*Task goal*. The data is to be set down once more, exactly as it reads.
Start of Given information
PR #2890, opened 2021-01-15
Dev server detection workaround

crawler:
Not sure how it works for everyone else. But as I can see, the webpack-cli@4.2.0 requires the webpack-dev-server package after our development.js file is loaded, so process.env.WEBPACK_DEV_SERVER variable is not yet available. This resulting devServer config section skipped when bin/webpack-dev-server is executed without manually setting env variables.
End of Given information
*Response area*.
PR #2890, opened 2021-01-15
Dev server detection workaround

crawler:
Not sure how it works for everyone else. But as I can see, the webpack-cli@4.2.0 requires the webpack-dev-server package after our development.js file is loaded, so process.env.WEBPACK_DEV_SERVER variable is not yet available. This resulting devServer config section skipped when bin/webpack-dev-server is executed without manually setting env variables.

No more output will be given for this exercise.